● **Prompt**:
Note each line of the entries that includes "location". Then copy those lines.

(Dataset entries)
—————

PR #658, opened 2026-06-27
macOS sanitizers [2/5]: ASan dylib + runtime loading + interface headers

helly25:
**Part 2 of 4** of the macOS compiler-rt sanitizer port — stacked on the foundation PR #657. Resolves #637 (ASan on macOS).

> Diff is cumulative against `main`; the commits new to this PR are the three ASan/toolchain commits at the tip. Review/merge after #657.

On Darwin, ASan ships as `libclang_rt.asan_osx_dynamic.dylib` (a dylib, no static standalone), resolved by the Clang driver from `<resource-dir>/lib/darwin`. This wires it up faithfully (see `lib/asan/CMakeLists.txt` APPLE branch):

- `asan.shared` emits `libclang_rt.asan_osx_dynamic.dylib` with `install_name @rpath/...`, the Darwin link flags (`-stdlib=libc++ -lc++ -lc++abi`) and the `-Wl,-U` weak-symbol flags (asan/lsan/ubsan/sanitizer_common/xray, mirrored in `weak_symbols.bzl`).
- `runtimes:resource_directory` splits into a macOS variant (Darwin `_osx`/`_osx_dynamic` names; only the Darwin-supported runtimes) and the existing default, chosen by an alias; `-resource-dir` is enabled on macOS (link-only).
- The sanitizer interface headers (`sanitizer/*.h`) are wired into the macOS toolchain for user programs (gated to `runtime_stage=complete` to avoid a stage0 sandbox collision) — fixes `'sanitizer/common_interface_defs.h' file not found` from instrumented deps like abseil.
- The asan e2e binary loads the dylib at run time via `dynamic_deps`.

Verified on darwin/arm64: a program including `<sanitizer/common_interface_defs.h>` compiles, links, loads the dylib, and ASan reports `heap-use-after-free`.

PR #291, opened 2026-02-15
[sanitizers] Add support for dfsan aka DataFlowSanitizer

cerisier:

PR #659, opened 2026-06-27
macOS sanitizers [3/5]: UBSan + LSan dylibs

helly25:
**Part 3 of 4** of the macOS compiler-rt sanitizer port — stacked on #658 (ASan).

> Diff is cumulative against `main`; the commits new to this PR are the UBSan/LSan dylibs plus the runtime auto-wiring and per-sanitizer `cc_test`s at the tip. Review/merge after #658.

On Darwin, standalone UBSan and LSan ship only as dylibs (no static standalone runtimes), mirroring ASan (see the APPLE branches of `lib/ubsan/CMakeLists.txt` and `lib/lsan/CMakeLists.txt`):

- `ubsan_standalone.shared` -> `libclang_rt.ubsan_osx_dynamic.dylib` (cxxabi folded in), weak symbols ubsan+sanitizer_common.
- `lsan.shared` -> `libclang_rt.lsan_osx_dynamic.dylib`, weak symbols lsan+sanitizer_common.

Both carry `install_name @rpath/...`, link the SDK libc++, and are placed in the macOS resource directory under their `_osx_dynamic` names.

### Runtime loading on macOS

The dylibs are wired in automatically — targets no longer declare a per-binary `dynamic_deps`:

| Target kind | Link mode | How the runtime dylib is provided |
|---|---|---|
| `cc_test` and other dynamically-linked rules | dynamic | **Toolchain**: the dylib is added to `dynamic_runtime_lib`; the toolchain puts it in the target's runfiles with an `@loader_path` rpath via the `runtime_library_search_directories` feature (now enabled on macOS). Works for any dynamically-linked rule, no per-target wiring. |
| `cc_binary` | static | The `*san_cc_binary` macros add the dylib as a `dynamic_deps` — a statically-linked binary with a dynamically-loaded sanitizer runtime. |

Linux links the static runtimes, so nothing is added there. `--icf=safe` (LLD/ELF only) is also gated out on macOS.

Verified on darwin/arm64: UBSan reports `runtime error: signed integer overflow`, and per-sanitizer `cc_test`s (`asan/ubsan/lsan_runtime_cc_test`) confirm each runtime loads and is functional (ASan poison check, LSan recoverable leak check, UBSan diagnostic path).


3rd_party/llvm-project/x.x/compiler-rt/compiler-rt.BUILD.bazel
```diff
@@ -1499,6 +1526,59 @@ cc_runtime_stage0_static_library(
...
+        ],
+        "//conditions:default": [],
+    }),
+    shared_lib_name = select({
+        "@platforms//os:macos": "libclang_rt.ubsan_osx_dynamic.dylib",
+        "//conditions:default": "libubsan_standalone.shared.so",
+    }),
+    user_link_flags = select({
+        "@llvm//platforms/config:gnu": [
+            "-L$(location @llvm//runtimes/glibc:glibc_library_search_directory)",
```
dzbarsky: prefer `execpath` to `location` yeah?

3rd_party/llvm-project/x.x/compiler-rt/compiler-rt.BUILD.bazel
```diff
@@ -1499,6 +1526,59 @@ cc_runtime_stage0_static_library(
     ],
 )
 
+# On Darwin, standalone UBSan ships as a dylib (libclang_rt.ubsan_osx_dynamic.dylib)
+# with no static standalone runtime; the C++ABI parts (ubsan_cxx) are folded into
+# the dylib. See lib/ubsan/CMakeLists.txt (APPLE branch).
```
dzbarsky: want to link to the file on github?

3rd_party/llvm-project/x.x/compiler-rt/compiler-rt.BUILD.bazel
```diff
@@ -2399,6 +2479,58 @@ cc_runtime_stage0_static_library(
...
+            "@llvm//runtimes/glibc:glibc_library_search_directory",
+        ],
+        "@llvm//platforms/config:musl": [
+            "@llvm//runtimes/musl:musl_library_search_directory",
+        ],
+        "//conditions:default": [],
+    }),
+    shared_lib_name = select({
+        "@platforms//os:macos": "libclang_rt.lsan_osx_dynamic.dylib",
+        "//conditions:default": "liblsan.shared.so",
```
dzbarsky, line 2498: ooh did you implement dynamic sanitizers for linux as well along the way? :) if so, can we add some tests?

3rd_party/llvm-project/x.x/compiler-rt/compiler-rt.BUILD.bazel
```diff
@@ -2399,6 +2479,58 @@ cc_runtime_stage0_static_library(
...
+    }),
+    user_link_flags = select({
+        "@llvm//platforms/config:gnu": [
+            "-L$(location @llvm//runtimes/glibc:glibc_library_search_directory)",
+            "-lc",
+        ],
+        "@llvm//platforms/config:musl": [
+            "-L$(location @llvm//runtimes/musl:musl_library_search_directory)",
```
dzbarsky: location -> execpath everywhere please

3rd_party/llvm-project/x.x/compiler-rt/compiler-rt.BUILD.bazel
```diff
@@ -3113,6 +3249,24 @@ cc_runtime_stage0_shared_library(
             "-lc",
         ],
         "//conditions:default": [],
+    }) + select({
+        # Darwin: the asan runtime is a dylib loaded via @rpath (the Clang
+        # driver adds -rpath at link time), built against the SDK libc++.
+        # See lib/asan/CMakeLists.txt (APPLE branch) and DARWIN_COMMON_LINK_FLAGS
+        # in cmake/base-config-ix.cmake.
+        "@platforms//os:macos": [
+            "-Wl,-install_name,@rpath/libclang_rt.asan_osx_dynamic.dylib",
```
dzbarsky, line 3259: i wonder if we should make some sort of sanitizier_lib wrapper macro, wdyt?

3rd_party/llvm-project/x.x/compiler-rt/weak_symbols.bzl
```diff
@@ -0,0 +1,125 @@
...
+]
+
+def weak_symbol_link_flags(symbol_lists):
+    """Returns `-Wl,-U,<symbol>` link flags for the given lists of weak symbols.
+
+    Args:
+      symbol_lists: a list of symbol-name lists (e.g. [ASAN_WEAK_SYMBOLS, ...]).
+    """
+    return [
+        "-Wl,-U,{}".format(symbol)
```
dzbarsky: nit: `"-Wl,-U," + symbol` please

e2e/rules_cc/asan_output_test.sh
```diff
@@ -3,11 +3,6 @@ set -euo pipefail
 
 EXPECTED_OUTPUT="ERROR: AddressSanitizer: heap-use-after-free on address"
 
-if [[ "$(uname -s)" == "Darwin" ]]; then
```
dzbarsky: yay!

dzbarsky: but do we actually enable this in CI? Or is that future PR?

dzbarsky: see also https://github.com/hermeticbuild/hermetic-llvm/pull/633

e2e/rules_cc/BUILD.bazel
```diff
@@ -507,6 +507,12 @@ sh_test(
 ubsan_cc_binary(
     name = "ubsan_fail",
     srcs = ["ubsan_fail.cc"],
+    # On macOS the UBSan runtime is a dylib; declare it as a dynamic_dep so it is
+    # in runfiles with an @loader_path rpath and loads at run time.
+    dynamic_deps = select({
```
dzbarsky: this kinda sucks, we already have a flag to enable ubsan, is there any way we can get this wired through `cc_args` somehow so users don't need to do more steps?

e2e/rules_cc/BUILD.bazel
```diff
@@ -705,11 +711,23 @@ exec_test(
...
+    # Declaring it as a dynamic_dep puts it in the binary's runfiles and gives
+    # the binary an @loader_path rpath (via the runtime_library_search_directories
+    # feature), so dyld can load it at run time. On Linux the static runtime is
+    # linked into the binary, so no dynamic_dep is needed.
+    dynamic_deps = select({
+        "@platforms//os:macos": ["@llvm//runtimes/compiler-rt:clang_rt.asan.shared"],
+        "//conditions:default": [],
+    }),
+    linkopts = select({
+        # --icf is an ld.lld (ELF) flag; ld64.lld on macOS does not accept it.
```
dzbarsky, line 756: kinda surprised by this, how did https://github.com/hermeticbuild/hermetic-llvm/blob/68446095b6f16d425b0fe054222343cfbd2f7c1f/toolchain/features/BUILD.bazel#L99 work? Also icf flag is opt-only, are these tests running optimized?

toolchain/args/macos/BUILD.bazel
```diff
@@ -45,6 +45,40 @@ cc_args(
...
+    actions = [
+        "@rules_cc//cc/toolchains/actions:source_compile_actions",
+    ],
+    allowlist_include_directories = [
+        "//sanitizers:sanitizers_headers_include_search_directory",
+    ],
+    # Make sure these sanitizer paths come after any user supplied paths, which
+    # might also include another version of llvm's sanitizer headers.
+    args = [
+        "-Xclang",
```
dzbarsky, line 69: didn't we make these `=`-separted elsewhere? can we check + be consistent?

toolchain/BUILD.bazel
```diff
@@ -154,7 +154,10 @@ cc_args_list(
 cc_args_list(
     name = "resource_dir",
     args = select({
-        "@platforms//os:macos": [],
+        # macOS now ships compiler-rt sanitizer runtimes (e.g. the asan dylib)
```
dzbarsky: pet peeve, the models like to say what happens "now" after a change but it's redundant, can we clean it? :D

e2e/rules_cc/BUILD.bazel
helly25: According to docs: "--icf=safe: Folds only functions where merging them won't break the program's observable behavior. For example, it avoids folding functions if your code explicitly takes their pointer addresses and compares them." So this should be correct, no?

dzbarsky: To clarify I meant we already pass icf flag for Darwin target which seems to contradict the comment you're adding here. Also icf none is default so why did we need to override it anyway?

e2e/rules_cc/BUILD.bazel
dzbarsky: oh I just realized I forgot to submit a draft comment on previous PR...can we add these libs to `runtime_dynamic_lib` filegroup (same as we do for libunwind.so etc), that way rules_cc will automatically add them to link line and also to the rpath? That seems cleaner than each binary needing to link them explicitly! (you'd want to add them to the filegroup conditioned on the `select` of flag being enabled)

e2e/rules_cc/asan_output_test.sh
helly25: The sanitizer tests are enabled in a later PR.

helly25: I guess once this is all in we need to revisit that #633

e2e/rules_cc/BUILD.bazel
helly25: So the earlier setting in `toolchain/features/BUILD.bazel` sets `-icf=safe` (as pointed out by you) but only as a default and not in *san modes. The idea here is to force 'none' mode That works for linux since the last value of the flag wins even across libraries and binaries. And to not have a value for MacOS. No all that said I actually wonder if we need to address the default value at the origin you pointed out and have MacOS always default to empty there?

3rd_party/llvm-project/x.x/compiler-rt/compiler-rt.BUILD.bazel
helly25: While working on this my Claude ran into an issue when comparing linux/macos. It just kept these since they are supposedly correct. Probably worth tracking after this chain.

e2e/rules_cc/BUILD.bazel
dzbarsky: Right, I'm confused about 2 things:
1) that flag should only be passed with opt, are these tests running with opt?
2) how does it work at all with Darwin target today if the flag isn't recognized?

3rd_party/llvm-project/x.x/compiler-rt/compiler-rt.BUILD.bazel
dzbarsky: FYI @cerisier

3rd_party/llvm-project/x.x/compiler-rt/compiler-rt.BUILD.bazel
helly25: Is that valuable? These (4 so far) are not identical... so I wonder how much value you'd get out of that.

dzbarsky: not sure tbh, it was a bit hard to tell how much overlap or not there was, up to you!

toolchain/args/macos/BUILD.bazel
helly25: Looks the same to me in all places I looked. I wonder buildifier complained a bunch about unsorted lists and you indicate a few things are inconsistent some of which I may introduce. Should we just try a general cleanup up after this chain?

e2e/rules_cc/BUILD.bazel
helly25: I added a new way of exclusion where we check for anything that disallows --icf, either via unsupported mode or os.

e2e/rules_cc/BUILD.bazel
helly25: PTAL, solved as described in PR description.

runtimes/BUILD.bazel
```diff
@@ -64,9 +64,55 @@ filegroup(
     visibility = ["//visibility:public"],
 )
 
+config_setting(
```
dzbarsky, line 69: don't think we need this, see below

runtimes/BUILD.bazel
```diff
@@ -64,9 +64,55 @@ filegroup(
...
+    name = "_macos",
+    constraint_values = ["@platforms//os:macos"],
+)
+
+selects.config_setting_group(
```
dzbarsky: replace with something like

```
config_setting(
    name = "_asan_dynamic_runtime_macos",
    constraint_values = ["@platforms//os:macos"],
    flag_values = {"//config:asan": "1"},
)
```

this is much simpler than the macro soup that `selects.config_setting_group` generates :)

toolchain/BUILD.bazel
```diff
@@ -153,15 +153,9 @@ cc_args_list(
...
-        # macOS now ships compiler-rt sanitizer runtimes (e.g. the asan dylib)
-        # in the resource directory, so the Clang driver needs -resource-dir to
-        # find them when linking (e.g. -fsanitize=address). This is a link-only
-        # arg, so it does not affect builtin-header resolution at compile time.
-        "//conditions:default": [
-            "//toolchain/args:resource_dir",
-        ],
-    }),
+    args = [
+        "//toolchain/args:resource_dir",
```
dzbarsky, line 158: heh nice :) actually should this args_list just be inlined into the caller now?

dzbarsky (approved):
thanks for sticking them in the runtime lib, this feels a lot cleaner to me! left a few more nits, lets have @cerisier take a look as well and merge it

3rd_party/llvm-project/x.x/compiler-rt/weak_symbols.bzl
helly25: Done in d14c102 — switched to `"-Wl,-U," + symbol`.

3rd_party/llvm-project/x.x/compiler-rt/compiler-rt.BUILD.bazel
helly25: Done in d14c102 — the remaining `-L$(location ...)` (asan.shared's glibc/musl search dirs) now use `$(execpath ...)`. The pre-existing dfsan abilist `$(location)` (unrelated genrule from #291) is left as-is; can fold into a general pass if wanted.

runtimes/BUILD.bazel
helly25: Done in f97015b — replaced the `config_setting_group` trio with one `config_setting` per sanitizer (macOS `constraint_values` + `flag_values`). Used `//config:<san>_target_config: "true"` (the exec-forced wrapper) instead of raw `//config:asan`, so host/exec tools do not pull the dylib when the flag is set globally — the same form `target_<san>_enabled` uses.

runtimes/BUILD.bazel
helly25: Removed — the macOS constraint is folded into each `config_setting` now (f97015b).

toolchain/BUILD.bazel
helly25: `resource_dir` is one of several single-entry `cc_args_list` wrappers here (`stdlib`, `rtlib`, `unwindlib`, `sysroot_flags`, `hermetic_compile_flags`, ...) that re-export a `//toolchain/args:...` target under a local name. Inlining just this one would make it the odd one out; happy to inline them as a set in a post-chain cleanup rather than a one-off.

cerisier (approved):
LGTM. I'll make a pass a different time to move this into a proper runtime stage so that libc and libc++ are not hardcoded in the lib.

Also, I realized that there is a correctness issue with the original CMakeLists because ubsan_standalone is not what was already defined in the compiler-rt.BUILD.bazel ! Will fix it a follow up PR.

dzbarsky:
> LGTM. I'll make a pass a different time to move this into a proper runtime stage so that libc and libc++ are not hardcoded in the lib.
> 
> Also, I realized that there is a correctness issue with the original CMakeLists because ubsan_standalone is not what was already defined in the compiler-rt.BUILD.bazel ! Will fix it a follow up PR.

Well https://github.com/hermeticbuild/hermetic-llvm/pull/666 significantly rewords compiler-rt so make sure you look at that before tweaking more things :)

—————

● **Reply to the exercise**:
+            "-L$(location @llvm//runtimes/glibc:glibc_library_search_directory)",
dzbarsky: prefer `execpath` to `location` yeah?
+            "-L$(location @llvm//runtimes/glibc:glibc_library_search_directory)",
+            "-L$(location @llvm//runtimes/musl:musl_library_search_directory)",
dzbarsky: location -> execpath everywhere please
helly25: Done in d14c102 — the remaining `-L$(location ...)` (asan.shared's glibc/musl search dirs) now use `$(execpath ...)`. The pre-existing dfsan abilist `$(location)` (unrelated genrule from #291) is left as-is; can fold into a general pass if wanted.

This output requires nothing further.